* YOUR ASSIGNMENT
Taking the line that contains "Switching back to draft temporarily." as the starting point, give again exactly every line up to and including the last line of the records below.

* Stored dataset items
============

PR #405, opened 2020-10-06
dereference: rough draft

daltonbohning:
This is a work in progress for implementing --dereference
@adammoody I would like your input on the way I have approached this.
Basically, the crux of the solution is calling `stat()` instead of `lstat()` in `mfu_flist_walk.c`, and then adding corresponding:
- `mfu_file_stat`
- `mfu_stat`
- `daos_stat`

I have tested this with:
- symlinks to files
- symlinks to directories
- symlinks to symlinks
- symlinks to directories with other symlinks to ...

And so far I don't see any issues with it. The end result is that _**structure**_ of the destination is exactly the same as the _**structure**_ of the source, but the _**symlinks**_ from the source are just replaced with the underlying files/directories. I have also compared this to `cp -r --dereference` and this is how it is done.

My concern is really that this just seems too simple, so I would like any input you might have.

As a side note, this does not work for DAOS, but only because our `dfs` library does not have support for opening symlinks. I'm not sure when that support will be added (in progress), but once this is tried-and-true, I don't mind pushing without full DAOS support for now, since other users could benefit from this.

### DIFF
--- a/src/common/mfu_flist_walk.c
+++ b/src/common/mfu_flist_walk.c
@@ -518,10 +518,17 @@ static void walk_stat_process(CIRCLE_handle* handle)
 
     /* stat item */
     struct stat st;
-    int status = mfu_file_lstat(path, &st, mfu_file);
+    int status;
+    if (true) { /* TODO if --dereference*/
+        /* if symlink, stat the symlink value */
+        status = mfu_file_stat(path, &st, mfu_file);
+    } else {
+        /* if symlink, stat the symlink itself */
+        status = mfu_file_lstat(path, &st, mfu_file);
+    }
     if (status != 0) {
-        /* print error */
-        return;
+        MFU_LOG(MFU_LOG_ERR, "Failed to stat: '%s' (errno=%d %s)",
+                path, errno, strerror(errno));
     }
 
     /* increment our item count */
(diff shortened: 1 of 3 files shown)


dsikich:
@daltonbohning did Mohomad say he was going to add support for symlinks to DFS? I know he mentioned it as a possibility in the meeting on Monday but just want to confirm?

daltonbohning:
@dsikich He is going to add support for symlinks with relative path values (opposed to absolute paths).
But only today did I discover that opening a symlink is not really support at all. For example, `dfs_open` calls `open_symlink`, but `open_symlink` explicitly returns `ENOTSUP` unless it is being created.
And also, POSIX `open` and `opendir` will follow symlinks and open the file/dir pointed to, but `dfs` errors if this is attempted.
I've asked Momomad about:
- `open_file`-  If symlink, follow and open file
- `dfs_readdir` - If symlink, follow and open dir
- `open_symlink` - Replace `ENOTSUP` with an implementation

dsikich:
@daltonbohning I see, ok good you noticed that.

adammoody:
Nice!  Maybe it is just that simple.  That would be great.  Thanks for starting on this.

I'm busy for a couple days, but then I'll look this over.

daltonbohning:
@adammoody No rush. There are still some finer details I need to hammer out, so it's not fully ready yet anyway.

daltonbohning:
I'm realizing I still need quite a bit more work with the DAOS portion, so I'm just going to close this PR to stop the notification spam you're probably receiving.

PR #642, opened 2025-05-12
dcp: avoid truncate when not needed

mchaarawi:
ftruncate is expensive on many file systems. Avoid calling truncate in unecessary situation like when using O_DIRECT but the file size is what is expected, or when not using O_DIRECT. The logic is implemented as follows with dcp:
create file
if EEXIST:
    # only need to truncate if it existed
    stat file
    if sparse or file size > bytes we will write:
    # ... and if using sparse or the size is larger than what the new size will be
        truncate file to 0
write data
if O_DIRECT:
    # only need to truncate after if O_DIRECT and the file size is greater than what we want to truncate to
    stat file
    if file size > truncate offset:
        truncate file to truncate offset

### DIFF
--- a/src/common/mfu_flist_copy.c
+++ b/src/common/mfu_flist_copy.c
@@ -1242,6 +1242,7 @@ static int mfu_create_file(
      * for regular files, dev argument is supposed to be ignored,
      * see makedev() to create valid dev */
     dev_t dev;
+    bool file_exists = false;
     memset(&dev, 0, sizeof(dev_t));
     int mknod_rc = mfu_file_mknod(dest_path, DCOPY_DEF_PERMS_FILE | S_IFREG, dev, mfu_dst_file);
     if(mknod_rc < 0) {
@@ -1249,6 +1250,7 @@ static int mfu_create_file(
             /* destination already exists, no big deal, but print warning */
             MFU_LOG(MFU_LOG_WARN, "Original file exists, skip the creation: `%s' (errno=%d %s)",
                     dest_path, errno, strerror(errno));
+	    file_exists = true;
         } else {
             /* failed to create inode, that's a problem */
             MFU_LOG(MFU_LOG_ERR, "File `%s' mknod() failed (errno=%d %s)",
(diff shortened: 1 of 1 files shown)


src/common/mfu_flist_copy.c
```diff
@@ -1847,18 +1864,30 @@ static int mfu_copy_file_normal(
     }
 #endif
 
-    /* if we wrote the last chunk, truncate the file */
+    /* if sparse or using O_DIRECT, we already truncated the file at the beginning, we do not need
+     * to do it again. */
+    if (copy_opts->sparse || !copy_opts->direct)
+	    return 0;
```
daltonbohning, line 1870: What if using sparse and O_DIRECT? Should this instead be?
```
    if (!copy_opts->direct)
	    return 0;
```

src/common/mfu_flist_copy.c
```diff
@@ -1847,18 +1864,30 @@ static int mfu_copy_file_normal(
...
+	 * of Lustre would cause block to truncate() since the fd is different
+	 * from the out_fd. */
+	struct stat st;
+        int status = mfu_file_lstat(dest, &st, mfu_dst_file);
+	if (status == 0 && st.st_size > file_size_offt) {
+            if (mfu_file_ftruncate(mfu_dst_file, file_size_offt) < 0) {
+	        MFU_LOG(MFU_LOG_ERR, "Failed to truncate destination file: %s (errno=%d %s)",
+			dest, errno, strerror(errno));
+		return -1;
+	    }
```
daltonbohning, line 1886: I'm not 100% confident, so don't want to suggest it, but I think we _**might**_ already know whether we wrote past the end because of
https://github.com/hpc/mpifileutils/blob/92ca762531f8136e3008708b3539f9b377a46256/src/common/mfu_flist_copy.c#L1795-L1811

src/common/mfu_flist_copy.c
mchaarawi: yes indeed.. not sure why i had sparse there

src/common/mfu_flist_copy.c
mchaarawi: are you suggesting to add something like:
if (remainder > 0) { need_truncate = true} and we avoid doing the stat at the end?

daltonbohning: Yeah, and I also see now that we DO need to truncate for sparse if we skipped writing the last chunk. Since this relies on the truncate to _**extend**_ the file size
https://github.com/hpc/mpifileutils/blob/92ca762531f8136e3008708b3539f9b377a46256/src/common/mfu_flist_copy.c#L1813-L1820

mchaarawi: i updated  the PR with this

daltonbohning (approved):
LGTM. I'll do some manual testing to sanity check this

daltonbohning:
I tested with --direct and files that are aligned and not aligned, and testing with --sparse. I didn't find any issues with the code paths or file sizes.

carbonneau1 (approved):

carbonneau1:
@mchaarawi Could you sign your commit and resubmit please so we can merge.

thanks

-Eric

mchaarawi:
done.

PR #648, opened 2025-07-08
dsync: use SEEK_DATA for sparse detection if possible

ofaaland:
In the past, when flag --sparse is given, the fiemap ioctl is used to detect holes and data extents.

lseek() with SEEK_HOLE and SEEK_DATA works on Lustre 2.15.7 when fiemap does not (e.g. files striped via PFL), and works on tmpfs which appears not support fiemap, at least on RHEL 8.

Tools in wider use, such as GNU Fileutils and tar, prefer lseek() over fiemap.

Since MFU doesn't use the other information returned by fiemap anyway, and use SEEK_HOLE and SEEK_DATA first, and fall back on fiemap only if that fails.

### DIFF
--- a/src/common/mfu_flist_copy.c
+++ b/src/common/mfu_flist_copy.c
@@ -1888,7 +1888,45 @@ static int mfu_copy_file_normal(
     return 0;
 }
 
-static int mfu_copy_file_fiemap(
+struct mfu_extent {
+    __u64 me_logical;  /* logical offset in bytes for the start of the extent */
+    __u64 me_length;   /* length in bytes for this extent */
+};
+
+struct mfu_extent_list {
+    __u32 mel_mapped_extents;/* number of extents that were mapped */
+    __u32 mel_extent_count;  /* size of fm_extents array */
+    struct mfu_extent mel_extents[0]; /* array of mapped extents */
+};
+
+/*
+ * If we are resizing an existing allocation, the new extent_count must be
+ * larger than the old one.
+ */
+struct mfu_extent_list *mfu_extent_list_realloc(struct mfu_extent_list *orig, size_t extent_count)
+{
+    size_t extent_list_size = sizeof(struct mfu_extent_list) + sizeof(struct mfu_extent) * extent_count;
+    size_t old_size = 0;
+
+    if (orig) {
+        if (extent_count <= orig->mel_extent_count) {
+            return NULL;
+        }
+
+        old_size = sizeof(struct mfu_extent_list) + sizeof(struct mfu_extent) * orig->mel_extent_count;
+    }
+
+    struct mfu_extent_list* extent_list = (struct mfu_extent_list*) realloc(orig, extent_list_size);
+    if (extent_list == NULL) {
+        return NULL;
+    }
+
+    memset((char *)extent_list + old_size, 0, extent_list_size - old_size);
+    extent_list->mel_extent_count = extent_count;
+    return extent_list;
+}
+
+static struct mfu_extent_list * mfu_fiemap_get_extents(
     const char* src,
     const char* dest,
     uint64_t offset,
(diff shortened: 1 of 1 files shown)


src/common/mfu_flist_copy.c
```diff
@@ -1981,8 +1999,150 @@ static int mfu_copy_file_fiemap(
...
+    struct mfu_extent_list* extent_list = mfu_extent_list_realloc(NULL, extent_count);
+    if (extent_list == NULL) {
+        MFU_LOG(MFU_LOG_ERR, "Out of memory allocating extent_list with count %d", extent_count);
+        goto fail_no_extent_list;
+    }
+
+    op = SEEK_DATA;
+    idx = 0;
+
+    MFU_LOG(MFU_LOG_INFO, "map from lseek():");
```
daltonbohning, line 2050: Is this meant to be removed?

ofaaland: Oops, I meant for that to be MFU_LOG_DBG.  Thanks

ofaaland:
> I think the preference upstream (GNU Fileutils, tar, etc.) is to prefer SEEK_HOLE, SEEK_DATA over FIEMAP, unless MFU can use some of the extra information from the FIEMAP data vs. just knowing where the data is?

That's good to know, thank you.  At the moment, MFU doesn't use any additional information from FIEMAP.  I'll change the order.

src/common/mfu_flist_copy.c
```diff
@@ -1981,8 +1999,150 @@ static int mfu_copy_file_fiemap(
...
+    op = SEEK_DATA;
+    idx = 0;
+
+    MFU_LOG(MFU_LOG_DBG, "map from lseek():");
+    start = offset;
+    while (offset < last_byte) {
+        offset = lseek(mfu_src_file->fd, offset, op);
+
+        if (op == SEEK_HOLE) {
+            MFU_LOG(MFU_LOG_DBG, "%llu - %llu type %s\n", start, offset, (op == SEEK_HOLE ? "data" : "hole"));
```
defaziogiancarlo, line 2056: the ternary operator condition is always true here, "op == SEEK_HOLE" is always true inside this if block.

src/common/mfu_flist_copy.c
```diff
@@ -1888,7 +1888,37 @@ static int mfu_copy_file_normal(
...
+    if (orig) {
+        old_size = sizeof(struct mfu_extent_list) + sizeof(struct mfu_extent) * orig->mel_extent_count;
+    }
+
+    struct mfu_extent_list* extent_list = (struct mfu_extent_list*) realloc(orig, extent_list_size);
+    if (extent_list == NULL) {
+        return NULL;
+    }
+
+    memset((char *)extent_list + old_size, 0, extent_list_size - old_size);
```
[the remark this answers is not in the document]
ofaaland: Good catch.  I'll check for that.

src/common/mfu_flist_copy.c
ofaaland: I'll just remove that message.

src/common/mfu_flist_copy.c
ofaaland: Fixed in the update I just pushed

src/common/mfu_flist_copy.c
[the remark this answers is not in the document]
ofaaland: Fixed in the update I just pushed

defaziogiancarlo (approved):

ofaaland:
There are wrappers for lseek, such as `mfu_file_lseek()` which calls `daos_lseek()` for daos file systems.  I'm not using those, so I need to refactor.

Switching back to draft temporarily.

ofaaland:
Switched to use mfu_file_lseek() so the right variant of lseek is called for source files on DAOS, and so we get retries for certain conditions.

Fixed a bug which was triggered when a file was mostly sparse and multiple threads were used, which resulted in no data being copied.

I think it's now ready.

src/common/mfu_flist_copy.c
```diff
@@ -1981,8 +2007,184 @@ static int mfu_copy_file_fiemap(
...
+    *normal_copy_required = true;
+    uint64_t logical_off = offset;
+    uint64_t last_byte = offset + length;
+    int op;
+    int idx;
+    uint64_t start;
+
+    /* Verify that SEEK_HOLE and SEEK_DATA are supported */
+    if ((mfu_file_lseek(src, mfu_src_file, offset, SEEK_HOLE) == (off_t)-1) ||
+        (mfu_file_lseek(src, mfu_src_file, offset, SEEK_DATA) == (off_t)-1)) {
```
daltonbohning, line 2055: Thanks for using these wrappers. FWIW, there is no support for this yet in daos

daltonbohning (approved):
I'm not familiar with these sparse functions but conceptually LGTM

defaziogiancarlo (approved):

PR #649, opened 2025-07-15
Add a --print0 option to print null terminated strings

jprorama:
This option is useful for working with files that have special characters like newlines embedded in them.  It makes it it possible to pass this output to other downstream commands that can process null terminated strings, e.g. "parallel --null ..."

Added option string, new function MFU_PRED_PRINT0() and argument parsing to select this feature.


jbd:
This would be a nice addition. I hacked something similar, but more intrusive than this patch which is much cleaner. 

I actually need to use dwalk and dfind to find sockets and pipes files and use rsync to sync them. Using rsync from0 is less error prone considering you can have path with weird characters in them, like a newline.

============

* SOLVED PROBLEM
Switching back to draft temporarily.

ofaaland:
Switched to use mfu_file_lseek() so the right variant of lseek is called for source files on DAOS, and so we get retries for certain conditions.

Fixed a bug which was triggered when a file was mostly sparse and multiple threads were used, which resulted in no data being copied.

I think it's now ready.

src/common/mfu_flist_copy.c
```diff
@@ -1981,8 +2007,184 @@ static int mfu_copy_file_fiemap(
...
+    *normal_copy_required = true;
+    uint64_t logical_off = offset;
+    uint64_t last_byte = offset + length;
+    int op;
+    int idx;
+    uint64_t start;
+
+    /* Verify that SEEK_HOLE and SEEK_DATA are supported */
+    if ((mfu_file_lseek(src, mfu_src_file, offset, SEEK_HOLE) == (off_t)-1) ||
+        (mfu_file_lseek(src, mfu_src_file, offset, SEEK_DATA) == (off_t)-1)) {
```
daltonbohning, line 2055: Thanks for using these wrappers. FWIW, there is no support for this yet in daos

daltonbohning (approved):
I'm not familiar with these sparse functions but conceptually LGTM

defaziogiancarlo (approved):

PR #649, opened 2025-07-15
Add a --print0 option to print null terminated strings

jprorama:
This option is useful for working with files that have special characters like newlines embedded in them.  It makes it it possible to pass this output to other downstream commands that can process null terminated strings, e.g. "parallel --null ..."

Added option string, new function MFU_PRED_PRINT0() and argument parsing to select this feature.


jbd:
This would be a nice addition. I hacked something similar, but more intrusive than this patch which is much cleaner. 

I actually need to use dwalk and dfind to find sockets and pipes files and use rsync to sync them. Using rsync from0 is less error prone considering you can have path with weird characters in them, like a newline.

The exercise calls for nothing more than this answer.